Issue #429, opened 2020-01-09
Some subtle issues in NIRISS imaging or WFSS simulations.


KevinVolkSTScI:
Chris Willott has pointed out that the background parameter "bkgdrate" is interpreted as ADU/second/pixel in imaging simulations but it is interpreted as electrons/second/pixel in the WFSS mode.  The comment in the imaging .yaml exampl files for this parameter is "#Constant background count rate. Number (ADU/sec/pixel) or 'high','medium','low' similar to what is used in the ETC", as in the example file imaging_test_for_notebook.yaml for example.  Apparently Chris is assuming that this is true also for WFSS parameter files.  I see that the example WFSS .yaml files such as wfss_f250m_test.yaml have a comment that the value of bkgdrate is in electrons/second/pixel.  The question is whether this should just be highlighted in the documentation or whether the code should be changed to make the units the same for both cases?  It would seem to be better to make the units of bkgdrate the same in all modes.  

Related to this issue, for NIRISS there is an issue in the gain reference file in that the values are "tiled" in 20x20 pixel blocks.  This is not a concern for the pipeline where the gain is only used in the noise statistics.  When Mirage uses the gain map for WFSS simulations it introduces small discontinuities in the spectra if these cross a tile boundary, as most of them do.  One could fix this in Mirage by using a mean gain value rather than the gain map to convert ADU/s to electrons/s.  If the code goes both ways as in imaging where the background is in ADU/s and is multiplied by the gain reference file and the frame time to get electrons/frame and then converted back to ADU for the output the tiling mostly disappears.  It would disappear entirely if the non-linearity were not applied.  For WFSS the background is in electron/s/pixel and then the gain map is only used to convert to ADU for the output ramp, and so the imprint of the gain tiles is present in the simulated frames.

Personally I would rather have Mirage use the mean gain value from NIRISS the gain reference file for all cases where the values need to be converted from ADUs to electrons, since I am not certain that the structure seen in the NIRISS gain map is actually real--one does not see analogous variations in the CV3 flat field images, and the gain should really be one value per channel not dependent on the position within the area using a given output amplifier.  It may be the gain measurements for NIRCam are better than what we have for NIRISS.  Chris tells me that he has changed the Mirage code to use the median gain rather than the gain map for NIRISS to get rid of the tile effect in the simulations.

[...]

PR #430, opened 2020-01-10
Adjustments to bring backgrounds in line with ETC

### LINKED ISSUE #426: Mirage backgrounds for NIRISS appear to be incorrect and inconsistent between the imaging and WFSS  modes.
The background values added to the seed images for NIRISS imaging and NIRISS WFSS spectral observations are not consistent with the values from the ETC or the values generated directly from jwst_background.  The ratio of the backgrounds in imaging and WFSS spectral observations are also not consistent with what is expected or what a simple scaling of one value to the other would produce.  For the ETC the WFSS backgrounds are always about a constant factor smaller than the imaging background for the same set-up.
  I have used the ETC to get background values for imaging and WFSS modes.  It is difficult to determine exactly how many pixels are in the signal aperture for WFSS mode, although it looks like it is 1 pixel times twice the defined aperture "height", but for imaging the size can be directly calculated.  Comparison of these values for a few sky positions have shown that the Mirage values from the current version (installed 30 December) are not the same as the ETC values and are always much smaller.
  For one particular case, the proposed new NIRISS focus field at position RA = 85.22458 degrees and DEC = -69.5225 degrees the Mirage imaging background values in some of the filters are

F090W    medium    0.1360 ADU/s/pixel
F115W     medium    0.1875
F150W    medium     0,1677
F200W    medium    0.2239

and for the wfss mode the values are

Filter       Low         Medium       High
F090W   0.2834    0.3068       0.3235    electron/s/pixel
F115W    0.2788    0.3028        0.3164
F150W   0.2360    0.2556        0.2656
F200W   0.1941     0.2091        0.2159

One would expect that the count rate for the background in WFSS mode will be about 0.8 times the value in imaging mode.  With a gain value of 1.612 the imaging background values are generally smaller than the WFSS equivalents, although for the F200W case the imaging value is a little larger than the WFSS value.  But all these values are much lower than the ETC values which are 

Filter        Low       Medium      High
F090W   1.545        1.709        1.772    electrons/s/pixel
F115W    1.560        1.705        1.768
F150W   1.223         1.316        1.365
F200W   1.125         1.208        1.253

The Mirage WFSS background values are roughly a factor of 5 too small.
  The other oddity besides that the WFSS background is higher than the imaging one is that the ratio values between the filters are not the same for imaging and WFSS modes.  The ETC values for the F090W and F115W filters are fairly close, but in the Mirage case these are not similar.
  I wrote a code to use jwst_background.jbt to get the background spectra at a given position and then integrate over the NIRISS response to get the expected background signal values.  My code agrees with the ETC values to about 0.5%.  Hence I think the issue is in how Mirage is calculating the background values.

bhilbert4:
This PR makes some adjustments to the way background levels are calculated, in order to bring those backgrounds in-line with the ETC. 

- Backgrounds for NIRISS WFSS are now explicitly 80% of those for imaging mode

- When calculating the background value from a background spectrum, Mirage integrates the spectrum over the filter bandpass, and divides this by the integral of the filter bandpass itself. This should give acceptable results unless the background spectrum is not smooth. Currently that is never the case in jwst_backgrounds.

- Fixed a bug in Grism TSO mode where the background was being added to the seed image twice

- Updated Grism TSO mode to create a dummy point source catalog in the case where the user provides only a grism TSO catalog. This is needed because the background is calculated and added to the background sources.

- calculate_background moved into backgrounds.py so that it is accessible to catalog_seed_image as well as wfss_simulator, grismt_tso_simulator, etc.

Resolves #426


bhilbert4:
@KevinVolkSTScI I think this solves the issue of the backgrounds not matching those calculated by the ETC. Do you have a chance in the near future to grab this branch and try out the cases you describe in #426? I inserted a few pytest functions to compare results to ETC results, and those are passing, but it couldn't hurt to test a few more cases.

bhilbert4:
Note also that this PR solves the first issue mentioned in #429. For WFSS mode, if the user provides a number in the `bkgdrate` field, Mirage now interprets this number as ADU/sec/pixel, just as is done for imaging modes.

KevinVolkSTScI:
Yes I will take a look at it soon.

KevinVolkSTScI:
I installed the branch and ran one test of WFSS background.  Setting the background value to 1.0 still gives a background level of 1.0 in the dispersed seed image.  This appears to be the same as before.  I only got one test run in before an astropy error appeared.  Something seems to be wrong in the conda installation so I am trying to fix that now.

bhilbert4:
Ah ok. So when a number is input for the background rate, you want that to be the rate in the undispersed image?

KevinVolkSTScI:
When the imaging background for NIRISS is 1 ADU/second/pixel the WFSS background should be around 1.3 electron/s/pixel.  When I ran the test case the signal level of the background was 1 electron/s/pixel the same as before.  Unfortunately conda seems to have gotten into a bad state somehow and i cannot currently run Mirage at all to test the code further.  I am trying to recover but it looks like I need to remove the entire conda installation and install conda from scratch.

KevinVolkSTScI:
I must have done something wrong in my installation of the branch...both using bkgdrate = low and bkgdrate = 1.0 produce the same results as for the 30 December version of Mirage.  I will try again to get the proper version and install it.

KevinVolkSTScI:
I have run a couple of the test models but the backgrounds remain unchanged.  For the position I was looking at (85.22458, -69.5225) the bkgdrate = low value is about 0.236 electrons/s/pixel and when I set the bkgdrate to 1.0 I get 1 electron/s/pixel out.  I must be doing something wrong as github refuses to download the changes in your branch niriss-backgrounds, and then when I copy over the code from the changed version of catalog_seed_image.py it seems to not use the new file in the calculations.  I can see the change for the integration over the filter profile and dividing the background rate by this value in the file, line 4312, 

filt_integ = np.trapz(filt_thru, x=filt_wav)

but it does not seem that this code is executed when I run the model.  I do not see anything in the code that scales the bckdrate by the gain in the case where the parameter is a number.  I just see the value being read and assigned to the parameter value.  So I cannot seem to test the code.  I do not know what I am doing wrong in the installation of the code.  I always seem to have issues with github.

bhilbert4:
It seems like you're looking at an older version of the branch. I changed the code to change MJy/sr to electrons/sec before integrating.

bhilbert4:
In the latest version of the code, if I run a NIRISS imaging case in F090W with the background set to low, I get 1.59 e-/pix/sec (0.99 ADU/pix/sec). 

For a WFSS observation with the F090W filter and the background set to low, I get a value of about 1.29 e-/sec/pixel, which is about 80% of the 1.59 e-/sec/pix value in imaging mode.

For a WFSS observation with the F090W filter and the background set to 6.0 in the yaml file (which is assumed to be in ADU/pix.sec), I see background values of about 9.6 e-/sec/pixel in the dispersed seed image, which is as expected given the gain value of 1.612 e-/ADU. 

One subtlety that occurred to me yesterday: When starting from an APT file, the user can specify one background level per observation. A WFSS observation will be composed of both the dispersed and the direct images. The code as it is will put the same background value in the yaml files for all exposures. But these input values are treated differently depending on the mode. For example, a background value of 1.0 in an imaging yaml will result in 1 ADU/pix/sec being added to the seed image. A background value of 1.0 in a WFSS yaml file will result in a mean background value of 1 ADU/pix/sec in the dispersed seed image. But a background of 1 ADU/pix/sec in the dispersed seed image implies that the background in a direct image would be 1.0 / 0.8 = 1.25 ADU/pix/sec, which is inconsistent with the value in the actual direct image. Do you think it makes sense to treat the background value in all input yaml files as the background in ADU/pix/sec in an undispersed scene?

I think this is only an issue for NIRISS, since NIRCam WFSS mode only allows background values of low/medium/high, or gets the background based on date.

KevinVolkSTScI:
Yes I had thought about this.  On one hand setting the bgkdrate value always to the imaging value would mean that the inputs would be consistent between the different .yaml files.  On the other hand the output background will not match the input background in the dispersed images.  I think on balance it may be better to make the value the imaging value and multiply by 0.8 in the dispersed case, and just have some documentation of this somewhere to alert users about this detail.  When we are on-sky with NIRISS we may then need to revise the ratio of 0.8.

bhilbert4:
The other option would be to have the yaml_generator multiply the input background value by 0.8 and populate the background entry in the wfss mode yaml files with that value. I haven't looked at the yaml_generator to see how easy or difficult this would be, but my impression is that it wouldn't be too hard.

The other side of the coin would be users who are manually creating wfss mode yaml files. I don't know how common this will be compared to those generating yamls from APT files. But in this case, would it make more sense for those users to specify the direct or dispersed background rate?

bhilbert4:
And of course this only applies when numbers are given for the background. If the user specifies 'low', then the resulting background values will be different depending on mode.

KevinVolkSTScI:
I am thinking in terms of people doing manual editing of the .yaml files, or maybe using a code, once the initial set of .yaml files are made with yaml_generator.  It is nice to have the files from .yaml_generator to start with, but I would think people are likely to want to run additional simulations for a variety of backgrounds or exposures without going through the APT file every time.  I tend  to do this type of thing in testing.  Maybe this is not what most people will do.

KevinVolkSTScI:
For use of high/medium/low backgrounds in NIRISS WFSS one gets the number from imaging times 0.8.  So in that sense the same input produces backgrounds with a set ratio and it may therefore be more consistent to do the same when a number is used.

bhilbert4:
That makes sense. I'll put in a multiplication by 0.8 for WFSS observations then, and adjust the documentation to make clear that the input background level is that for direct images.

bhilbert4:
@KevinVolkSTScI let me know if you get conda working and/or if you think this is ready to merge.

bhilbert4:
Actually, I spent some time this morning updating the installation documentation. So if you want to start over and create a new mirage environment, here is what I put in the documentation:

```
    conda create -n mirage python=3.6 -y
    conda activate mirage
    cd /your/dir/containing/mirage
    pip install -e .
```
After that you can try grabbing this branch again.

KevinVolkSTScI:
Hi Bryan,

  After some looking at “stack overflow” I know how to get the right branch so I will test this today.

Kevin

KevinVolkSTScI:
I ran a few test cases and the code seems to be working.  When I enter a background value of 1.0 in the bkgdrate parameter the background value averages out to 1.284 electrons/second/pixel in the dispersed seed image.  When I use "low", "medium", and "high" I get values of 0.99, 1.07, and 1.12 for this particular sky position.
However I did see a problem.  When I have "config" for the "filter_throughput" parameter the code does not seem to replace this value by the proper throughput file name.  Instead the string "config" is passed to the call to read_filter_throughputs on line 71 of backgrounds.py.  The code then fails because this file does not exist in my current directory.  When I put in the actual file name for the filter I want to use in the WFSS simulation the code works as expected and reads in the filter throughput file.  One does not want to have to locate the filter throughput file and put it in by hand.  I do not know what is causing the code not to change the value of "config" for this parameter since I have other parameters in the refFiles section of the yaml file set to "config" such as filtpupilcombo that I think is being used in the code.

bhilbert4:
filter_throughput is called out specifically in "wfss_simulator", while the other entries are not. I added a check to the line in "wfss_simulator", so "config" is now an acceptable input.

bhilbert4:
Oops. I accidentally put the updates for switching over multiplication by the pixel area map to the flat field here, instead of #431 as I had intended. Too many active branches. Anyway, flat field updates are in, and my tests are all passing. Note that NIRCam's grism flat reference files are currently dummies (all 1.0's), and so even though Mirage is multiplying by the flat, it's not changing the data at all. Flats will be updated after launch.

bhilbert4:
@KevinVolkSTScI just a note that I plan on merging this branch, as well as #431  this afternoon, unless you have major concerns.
:::::
■ TASK OBJECTIVE
In the records above, some lines hold the word "users"; copy each such line.

■ WORKED SOLUTION
Yes I had thought about this.  On one hand setting the bgkdrate value always to the imaging value would mean that the inputs would be consistent between the different .yaml files.  On the other hand the output background will not match the input background in the dispersed images.  I think on balance it may be better to make the value the imaging value and multiply by 0.8 in the dispersed case, and just have some documentation of this somewhere to alert users about this detail.  When we are on-sky with NIRISS we may then need to revise the ratio of 0.8.
The other side of the coin would be users who are manually creating wfss mode yaml files. I don't know how common this will be compared to those generating yamls from APT files. But in this case, would it make more sense for those users to specify the direct or dispersed background rate?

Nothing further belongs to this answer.